Sous nos yeux, leurs mains se frôlèrent.
Un sourire d'enfant illumina le visage de Hama, et un frisson secoua la grande carcasse de Bo. Nous aurions juré assister à des retrouvailles.
Cela ne dura qu'un instant, quelques secondes fragiles, gracieuses, volées à l'entêtante nécessité de l'Usine. Mais cela suffit à nous rappeler une chose essentielle : le feu qui brûlait dans le ventre de nos fourneaux brûlait encore dans nos veines. Contairement à ce que nous croyions, nous n'étions pas morts.»

          Bo et Hama travaillent à l’usine de leur ville. C’est là qu’ils se sont rencontrés et aimés.
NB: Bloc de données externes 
PR #526, opened 2021-01-13
Bug 1905778: Fix inconsistent ingress operator status after upgrade

rfredette:
`status.DeploymentDegraded` was removed in favor of several more specific status fields in 4.6, but if the cluster was upgraded from 4.5 or earlier, the existing `DeploymentDegraded` status will continue to be reported

If the cluster was upgraded from 4.1 or earlier, `status.EndpointPublishingStrategy.LoadBalancer` (introduced in 4.2?) may not be present when `status.EndpointPublishingStrategy.Type` is set to `LoadBalancerService`. Internally, the assumption is made that this is equivalent to `status.EndpointPublishingStrategy.LoadBalancer` being set to `.LoadBalancer.scope: External`, but this PR makes that implicit assumption explicit.

### DIFF
--- a/pkg/operator/controller/ingress/controller.go
+++ b/pkg/operator/controller/ingress/controller.go
@@ -230,6 +230,18 @@ func (r *reconciler) Reconcile(request reconcile.Request) (reconcile.Result, err
 		return reconcile.Result{Requeue: true}, nil
 	}
 
+	if ingress.Status.EndpointPublishingStrategy != nil && ingress.Status.EndpointPublishingStrategy.Type == operatorv1.LoadBalancerServiceStrategyType && ingress.Status.EndpointPublishingStrategy.LoadBalancer == nil {
+		log.Info("EndpointPublishingStrategy missing LoadBalancer")
+		// set loadbalancer to external
+		ingress.Status.EndpointPublishingStrategy.LoadBalancer = &operatorv1.LoadBalancerStrategy{
+			Scope: operatorv1.ExternalLoadBalancer,
+		}
+		if err := r.client.Status().Update(context.TODO(), ingress); err != nil {
+			return reconcile.Result{}, fmt.Errorf("failed to update status: %v", err)
+		}
+		return reconcile.Result{Requeue: true}, nil
+	}
+
 	// The ingresscontroller is safe to process, so ensure it.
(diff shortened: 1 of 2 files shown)


pkg/operator/controller/ingress/status.go
```diff
@@ -105,6 +106,18 @@ func MergeConditions(conditions []operatorv1.OperatorCondition, updates ...opera
 	return conditions
 }
 
+// PruneConditions removes any conditions that are not currently supported.
+// Returns the updated condition array.
+func PruneConditions(conditions []operatorv1.OperatorCondition) []operatorv1.OperatorCondition {
+	for i, condition := range conditions {
+		switch condition.Type {
+		case "DeploymentDegraded":
```
sgreene570, line 114: We stopped using `DeploymentDegraded` in 4.6, right? Might be worth dropping a comment above indicating that this condition exists for clusters < 4.6, to avoid any confusion.

rfredette: That's a good idea. I'll include a comment about it to clarify

pkg/operator/controller/ingress/controller.go
```diff
@@ -230,6 +230,18 @@ func (r *reconciler) Reconcile(request reconcile.Request) (reconcile.Result, err
 		return reconcile.Result{Requeue: true}, nil
 	}
 
+	if ingress.Status.EndpointPublishingStrategy != nil && ingress.Status.EndpointPublishingStrategy.Type == operatorv1.LoadBalancerServiceStrategyType && ingress.Status.EndpointPublishingStrategy.LoadBalancer == nil {
+		log.Info("EndpointPublishingStrategy missing LoadBalancer")
+		// set loadbalancer to external
```
Miciah, line 235: The log message could be a little more explicit, and the comment is superfluous.
```suggestion
		log.Info("Setting default value for empty status.endpointPublishingStrategy.loadBalancer field", "ingresscontroller", ingress)
```

Miciah (commented):
Please add to-do comments to remove this fix-up logic in 4.8.  Once the operator has done the fix-ups, it shouldn't be necessary to perform the same fix-ups again, so we only need the fix-ups in one release (4.7) and don't need them in subsequent releases (4.8 and later).

Miciah:
Thanks!
/lgtm

PR #990, opened 2021-09-13
chore: update datastore

achingbrain:
`interface-datastore` now only contains the interface definition, `datastore-core` has the various implementations.


vasco-santos (approved):
LGTM

PR #1008, opened 2021-10-07
feat: support delegated value store in content-routing module

yusefnapora:
This adds support for delegated `put` / `get` operations in the `content-routing` module instead of always using the DHT. It depends on some in-progress PRs, so CI is currently failing.

Dependencies:

- [ ] https://github.com/libp2p/js-libp2p-interfaces/pull/108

C’est là que leurs amis travaillent et que leur vie se construit. Puis le déclin arrive avec ses gros souliers. Il écrase et déchire les richesses et les corps. Le cœur meurtri mêlé à la peur du malheur la population qui semblait unie se scinde et la violence pullule. Il faut trouver un coupable, un marginal, un vulnérable. S’ensuivent alors la fuite, la faim et la bataille de l’humanité. Conserver son amour pour l’autre, l’envie d’aimer son prochain et de lui tendre la main. Bo et Hama s’aventurent dans des contrées inconnues, aux êtres couleur endive et aux croyances sans cesse renouvelées. Les paysages, les illusions, les compagnons de fortune, les aptitudes, l’amour et les êtres se vivifient ou s’éteignent selon les saisons. Car : « Il faut toujours perdre une part de soi pour que la vie continue. » Ainsi va la vie. Aussi sombre et belle qu’elle soit. Un bonheur ne peut grandir sans qu’un jour, son antonyme survienne. Relever son genou du sol, essuyer son sang et son sel et admirer les fleurs éphémères sur les bas côtés, tant que nous sommes vivants.

          Je remercie Céline pour avoir pensé, à juste titre, que ce roman me plairait. Et qu’un dos jaune n’en était pas moins profond et accessible aux plus grands. Je remercie aussi Anne-Laure Bondoux pour ce voyage en terre inconnue, aux formes et aux visages flous ou déformés, et de me demander un second effort de lecture pour mettre en lumière toutes ces métaphores. Et si l’on continuait ? Car tant que nous sommes vivants, l’aube sera grandiose.